While Democrats in the Senate are holding hearings about implementing an ethics code in the Supreme Court, Waldman explained he was “not holding his breath” about the outcome due to Justice Thomas’s extensive connections. On April 6, ProPublica revealed that Justice Thomas accepted luxury trips from Harlan Crow, a billionaire Republican donor, for over 20 years. Crow sent Thomas and his wife on luxury vacations, expensive flights around the world, free resort trips, and more. The article includes a picture of the two men smoking cigars at a resort with Leonard Leo, the president of The Federalist Society, the organization that provided the names of conservative judges to President Donald Trump to nominate to the Supreme Court. According to Waldman, their network is part of an extreme legal faction that “never existed before in U.S. history.” Although the immediate implementation of an ethics code may not be likely, there is strong bipartisan national consensus for an 18-year term limit for Supreme Court justices, with each president allowed two appointments per presidential term. “Nobody

Waldman explained why these reforms are especially important in light of three major Supreme Court cases from June 2022, which he analyzes extensively in his upcoming book. “There were three cases in three days, which crammed decades of social justice in those three days,” he said. The cases he refers to are Dobbs v. Jackson Women’s Health Organization, New York State Rifle & Pistol Association, Inc. v. Bruen, and West Virginia v. EPA.

Most well-known is Dobbs v. Jackson, which overruled both Roe v. Wade and Planned Parenthood v. Casey thus granting individual states the power to regulate any aspect of abortion not protected by federal law.

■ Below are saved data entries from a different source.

PR #1049, opened 2025-04-16
feat(agent): clm off by default

bduranleau-nr:


tests/integration/api/add_custom_parameter/test_span_event.php
```diff
@@ -8,13 +8,6 @@
 Test that custom transaction attributes are added to span events.
 */
```
hahuja2, line 10: Since this PR is turning CLM off by default, we will have many duplicate tests that set CLM to off already. I think those tests should be removed in this PR also. Here is an example: https://github.com/newrelic/newrelic-php-agent/blob/765888d9998b6af7897fd43e03c75acb3f5619b8/tests/integration/api/add_custom_parameter/test_span_event.php5.php#L17

bduranleau-nr: These php5/clm off tests have been pruned in this commit fae50f7468f22d6f6c4e9d71f179e1879c922d02
Are there any others you're aware of?

hahuja2: Looks good to me, I don't see any additional tests that need to be removed.

lavarou (approved):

Waldman explained how the Dobbs decision is largely due to the trend towards originalism amongst Supreme Court justices. Originalists believe that the definition of the Constitution is fixed and must be interpreted based on what the Founding Fathers intended. What this looks like in practice, Waldman said, is that “the moral views of propertyowning white men in the 1700’s should govern us now.”

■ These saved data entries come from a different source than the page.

PR #1055, opened 2025-04-21
feat(agent): composer api package detection on by default

bduranleau-nr:
Changes the default configuration value for composer-based package detection to `true`.

An additional configuration value, `newrelic.vulnerability_management.composer_api.per_process_detection`, has also been added to control the frequency at which composer sampling occurs. By default, this setting will be enabled, only sampling Composer API data once per php-fpm process. This improves baseline performance to make the enablement of Composer API package detection a negligible overhead impact.

### DIFF
--- a/agent/php_nrini.c
+++ b/agent/php_nrini.c
@@ -537,6 +537,28 @@ static PHP_INI_MH(nr_preload_framework_library_detection_mh) {
   return SUCCESS;
 }
 
+static PHP_INI_MH(nr_composer_per_process_detection_mh) {
+  int val;
+
+  (void)entry;
+  (void)NEW_VALUE_LEN;
+  (void)mh_arg1;
+  (void)mh_arg2;
+  (void)mh_arg3;
+  (void)stage;
+  NR_UNUSED_TSRMLS;
+
+  val = nr_bool_from_str(NEW_VALUE);
+
+  if (-1 == val) {
+    return FAILURE;
+  }
+
+  NR_PHP_PROCESS_GLOBALS(composer_api_per_process_detection) = val ? 1 : 0;
+
+  return SUCCESS;
+}
+
 static PHP_INI_MH(nr_loglevel_mh) {
   nr_status_t rv;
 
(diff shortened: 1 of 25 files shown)


agent/php_nrini.c
```diff
@@ -537,6 +537,28 @@ static PHP_INI_MH(nr_preload_framework_library_detection_mh) {
...
+  (void)mh_arg1;
+  (void)mh_arg2;
+  (void)mh_arg3;
+  (void)stage;
+  NR_UNUSED_TSRMLS;
+
+  val = nr_bool_from_str(NEW_VALUE);
+
+  if (-1 == val) {
+    return FAILURE;
```
mfulb, line 554: I think it would be useful for the user to log when an invalid string was given for an option like this.
Something like
`nrl_warning("The value %s is not valid for <insert INI value name>, using default value");`

agent/scripts/newrelic.ini.template
```diff
@@ -1363,11 +1363,21 @@ newrelic.daemon.logfile = "/var/log/newrelic/newrelic-daemon.log"
...
-;newrelic.vulnerability_management.composer_api.enabled = false
+;newrelic.vulnerability_management.composer_api.enabled = true
+
+; Setting: newrelic.vulnerability_management.composer_api.per_process_detection
+; Type   : boolean
+; Scope  : system
+; Default: true
+; Info   : Controls the frequency at which Composer API samples the runtime environment
+;          for package data. When set to `true`, sampling will only occur once per process.
+;          If false, Composer will sample the environment every request.
```
mfulb, line 1378: ### 
```suggestion
;          If false, Composer will sample the environment every request, increasing the frequency which this package detection is performed.
```

agent/php_nrini.c
mfulb: I think it would be better to print out the `NEW_VALUE` so they can see the invalid string they used in the INI file.  The current change would just print out that "-1" is an invalid value?

bduranleau-nr: c43e3c01aee8b369d914a1f2ccf25f38d4742175

agent/php_nrini.c
```diff
@@ -537,6 +537,33 @@ static PHP_INI_MH(nr_preload_framework_library_detection_mh) {
...
+  (void)mh_arg2;
+  (void)mh_arg3;
+  (void)stage;
+  NR_UNUSED_TSRMLS;
+
+  val = nr_bool_from_str(NEW_VALUE);
+
+  if (-1 == val) {
+    nrl_warning(NRL_INIT,
+                "The value %s is not valid for the "
```
mfulb, line 555:
```suggestion
                "The value \"%s\" is not valid for the "
```

mfulb (approved):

For example, Matthew Hale, the former lord chief justice of England and Wales who sentenced women to death for witchcraft, is cited six times in the Dobbs case as the authority for how the United States should regulate abortion. According to The New York Times, Hale’s decisions became part of the British common law and, by extension, the common law of the United States, India, and other British colonies.

Originalism also played a role in the Bruen case, which Waldman described as “by far the most radical Second Amendment case.” Prior to District of Columbia v. Heller, the Supreme Court believed that the Second Amendment protected the right to a militia. However, in the Heller case, the Court reinterpreted the amendment to mean an individual right to gun ownership and enabled thousands of gun laws to be struck down around the country, Waldman said. Based on the precedent established by the aforementioned Heller case, the Court ruled in the Bruen case that the ability to carry a pistol in public is a constitutional right.

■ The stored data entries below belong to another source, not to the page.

PR #1059, opened 2025-04-24
chore(agent): remove guzzle 3.x from agent codebase

hahuja2:
This PR removes guzzle `3.x` from the agent codebase.


agent/lib_guzzle_common.c
```diff
@@ -231,33 +231,6 @@ char* nr_guzzle_response_get_header(const char* header,
     if (Z_STRLEN_P(retval) > 0) {
       value = nr_strndup(Z_STRVAL_P(retval), Z_STRLEN_P(retval));
     }
-  } else if (nr_php_object_instanceof_class(
-                 retval, "Guzzle\\Http\\Message\\Header" TSRMLS_CC)) {
```
lavarou, line 235: Does this class exist only in Guzzle 3?

hahuja2: Yes, this class only exists in Guzzle 3.

lavarou (approved):

PR #1060, opened 2025-05-12
refactor(agent): improve logging when adding named tracers

lavarou:
Make log messages easier to understand when adding a named custom tracer by
logging only a single message. Instead of logging one message when the wraprec
is added, and two messages when wraprec is re-used, log a single message that
indicates if the wraprec was added or re-used.


ZNeumann (approved):

lavarou:
Superseded by #1061.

The last case that Waldman analyzed in his book is West Virginia v. EPA, which curbs the power of regulatory agencies to address climate change. Unlike Dobbs and Bruen, this case did not use originalism, but rather textualism to interpret the Constitution based on the literal meaning of the words instead of what the writers intended the words to mean. The Supreme Court ruled that agencies cannot take action unless Congress specifically instructs them, said Waldman. As a result, judges can now decide what regulations to enforce based on what they like and don’t like, especially in lower courts.

Waldman explained that theories such as originalism and textualism are not suitable bases for Supreme Court decisions because the country and people’s needs are constantly evolving, especially due to social media and digital innovation.

“It’s okay to have a Constitution that evolves with the country,” he said. “It turns out that there is a cycle of overreach by the Supreme Court and backlash. When the Supreme Court is partisan or extreme or unduly activist, the public responds.” This response, he explained, is what will eventually lead to a reevaluation of the political system and judicial reform.